I used mustard once. Haven't used it since. I spray with oil, then a semi-light rub, then spray with oil again. I get a nice bark, but even get a nice bark with nothing on the meat.


----------



## kelbro (Apr 7, 2019)

My buddy uses mustard rubs on everything and his stuff is always great. I use it every now and then and never really noticed much difference on beef. I do like to use it on pork.


----------



## Jonok (Apr 8, 2019)

I rub butts while pretty wet out of the vacpak, and stick them in the fridge to dry out overnight.  The sugar gets sticky and everything seems to work well. I have used mustard to the past, but it doesn’t seem to add much.


----------



## SmokinAl (Apr 8, 2019)

I usually just rinse the meat off then apply my rub while it's still wet.
Used to use mustard, but don't anymore.
Al


----------



## gmc2003 (Apr 8, 2019)

Since I don't use a heavy rub. The moisture of the meat is usually good enough to hold the rub on. So no mustard here.

Chris


----------



## kit s (Apr 8, 2019)

I like using mustard when I do a Turkey. I mix the seasonings in with the mustard and spread it over entire bird.
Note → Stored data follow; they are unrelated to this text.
PR #6794, opened 2024-10-02
remove 0 count categories from `zen_get_categories()` when requesting active categories

proseLA:
if the request is made to only include active categories, it seems appropriate to NOT include categories where the count of items in the category is 0.

### DIFF
--- a/includes/functions/functions_categories.php
+++ b/includes/functions/functions_categories.php
@@ -160,6 +160,12 @@ function zen_get_categories($categories_array = array(), $parent_id = TOPMOST_CA
     $results = $db->Execute($categories_query);
 
     foreach ($results as $result) {
+        if ($status_flag !== null) {
+            $count = zen_products_in_category_count($result['categories_id']);
+            if ($count === 0) {
+                continue;
+            }
+        }
         $categories_array[] = [
             'id' => $result['categories_id'],
             'text' => $indent . $result['categories_name'],


scottcwilson:
Empty and disabled are different things though.

drbyte:
Is there any reason for the subject function `zen_get_categories()` to be called outside of `tpl_search_default.php`?

In "core", that's the only place that calls it. And if it's only ever used in the context of "search", one "could" argue that empty categories don't need to be in the dropdown for search criteria. Although some (including the storeowner) may be confused when empty categories don't show up in the list and they don't understand why.

Granted, then ideally the function name should reflect that context for clarity.

scottcwilson:
What if we add a parameter to indicate show/don't show empty categories?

The mustard doesn't add flavor but it really keeps moisture inside the bird.


----------



## zwiller (Apr 8, 2019)

kit s said:


> The mustard doesn't add flavor but it really keeps moisture inside the bird.



Sorry man, mustard does not do this.  Neither does basting, misting, spritzing, mopping, water pan, etc.  Injecting is the only way to get moisture INTO the meat.  

There are MANY other things that will make a more significant impact on the final product than mustard for the rub.


----------



## kelbro (Apr 8, 2019)

There is another thing that a mustard rub improves, fried 'fishy tasting' fish. A little mustard rub on stripers and white bass before the cornmeal coating works very well.


----------



## chef jimmyj (Apr 8, 2019)

Depends on the Mustard. French's imparts very little taste. Dijon or Creole adds a nice flavor. You don't need it but don't hurt if you do...JJ


----------



## GaryHibbert (Apr 8, 2019)

I tried mustard once.  Since it wasn't adding anything to the meat, just making the rub stick, I never bothered with it again.  My rub sticks real well to the moist meat every time, so I just bypass a messy step.
Gary


----------



## gixxerfrk (Apr 19, 2019)

You won't catch me using mustard on anything ever. Yuck! Some people claim you can't taste it but I can. I'm open to other alternatives that help the rub bond with the meat without the unpleasant flavor addition.


----------



## Inscrutable (Apr 19, 2019)

GaryHibbert said:


> I tried mustard once.  Since it wasn't adding anything to the meat, just making the rub stick, I never bothered with it again.  My rub sticks real well to the moist meat every time, so I just bypass a messy step.
> Gary


+1


----------



## Hawging It (Apr 19, 2019)

I don't use mustard anymore. Rinse off the meat, pat dry and apply the seasonings and BBQ rub.


----------



## jokensmoken (May 2, 2019)

gixxerfrk said:


> You won't catch me using mustard on anything ever. Yuck! Some people claim you can't taste it but I can. I'm open to other alternatives that help the rub bond with the meat without the unpleasant flavor addition.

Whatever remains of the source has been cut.